Sunday, November 13, 2011

Ideology Matters

Suppose I presented an argument to you regarding why banks are not lending out nearly as much money as pre-crisis (never mind statements I have heard on to the effect that lending is tough because it feels like they are pushing on a string to pursue desired growth):

1) The Federal Reserve is holding interest rates artificially low via open market operations, which may require the use of the printing press to sustain when the market becomes suspicious of the creditworthiness of the U.S. government, which is highly likely to result in high inflation, which to anyone who is not a numpty means that loans created at today's rates will sustain economic losses;

2) The Federal Reserve will raise interest rates sometime in the next year or two because it can not sustain low rates without the threat of high inflation, which is not desired, meaning that any loans created today have a real chance of bearing losses since deposits (the funding source for loans) may ratchet up to a 3-5% interest rate whereas mortgages created now may have a 4.5% rate.

Basically, I have presented to you a predicament: I do not see any real solution to the conundrum of what banks should do to lend profitably. No matter what they do, I believe there will be economic losses. The real questions would be 1) which scenarios are most likely; and 2) is there any way to make a profit based on the scenario?

Yet, for some ineffable reason, when I was explaining this to the EPA employee sitting to my right on the train back from New York, he said I was making an argument for nationalizing the banks! Anyone who knows me knows that is not what I believe. More importantly, how the hell do you get to that point from my argument, when I am trying to explain why banks are being cautious in lending?
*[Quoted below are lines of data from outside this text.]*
Issue #6898, opened 2023-10-19
Text is cut off in the pill component.


jay-khatri:
Text is cut off in the pill component.

<img width="1253" alt="image" src="https://github.com/highlight/highlight/assets/20292680/d9f1b510-0a16-460f-ab9e-ec67b3823bad">

https://app.highlight.io/1/errors/pOJIgQ1seJUQIxyV4sqQyeGIwgns?page=1&query=and%7C%7Cerror_state%2Cis%2COPEN%7C%7Cerror-field_timestamp%2Cbetween_date%2C2023-09-19T21%3A52%3A30.788Z_2023-10-19T21%3A52%3A30.788Z

jay-khatri:
see the "f" in frontend.

PR #6985, opened 2023-10-27
Clean up error tags component

ccschmitz:
## Summary

We had [a ticket](https://github.com/highlight/highlight/issues/6898) for fixing an issue where text was being cut off. I dug in to investigate and found it was fixed in https://github.com/highlight/highlight/pull/6936, but realized the only reason we needed the fix was because we had an unnecessary `<Text>` element wrapping the contents of the tag. This PR cleans up the markup since `Tag` already wraps the contents with `<Text>`:

https://github.com/highlight/highlight/blob/c699d1944192267691b2ef5ff5a19bb2facb3f3f/packages/ui/src/components/Tag/Tag.tsx#L72-L83

Local click test.

N/A - small client-side tweak.

Nope!

### DIFF
--- a/frontend/src/pages/ErrorsV2/ErrorTag/ErrorTag.tsx
+++ b/frontend/src/pages/ErrorsV2/ErrorTag/ErrorTag.tsx
@@ -33,6 +33,7 @@ const ErrorTag = React.memo(
 					kind="secondary"
 					size="medium"
 					shape="basic"
+					lines="1"
 				>
 					{errorGroup.serviceName && errorGroup.serviceName != ''
 						? errorGroup.serviceName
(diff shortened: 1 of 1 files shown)


frontend/src/pages/ErrorsV2/ErrorTag/ErrorTag.tsx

Basically, I think ideology matters. No free-market rational person would think that the scenarios above argue in favor of bank nationalization. However, a person who believes that government is a force of good (such as an EPA employee), and that banks are sitting on money that they should be lending out to help people who are hurting (rather hypocritical, since he ranted about how the banks were irresponsible in lending pre-crisis, ignoring the stupidity of Basel II, the hypocrisy of Barney Franks, Mr. "I want to push the string on subprime", and the negative real interest rate regime of Greenspan/Bernanke post dot-com bubble), maybe the scenarios above suggest that a private actor will not lend out money, so the government should nationalize banks for the good of the people.

Never mind that the second scenario I described above would be a repeat of the savings and loan crisis, where the taxpayers footed the bill. Never mind that the first scenario I described above could be a repeat of stagflation.
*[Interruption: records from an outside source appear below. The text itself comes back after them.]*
Issue #6156, opened 2023-07-31
Billing logic for Traces


jay-khatri:
Need to add backend and UI for billing on traces.
```[tasklist]
### Tasks
- [x] Add billing log for traces, similar to logs, errors, and sessions
- [ ] Add pricing to website
```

N.B. I should list my skepticism about the U.S. government's creditworthiness at another time. But I will add I was not surprised that this person focused on the rise in interest rates due to an increased risk premium as bad, while ignoring the cause of it, mainly Congress's propensity to expand the budget each year. If you have an accumulation of bad decisions, then at some point everyone realizes that. The realization is not bad - it is necessary. Sadly, he could not understand that.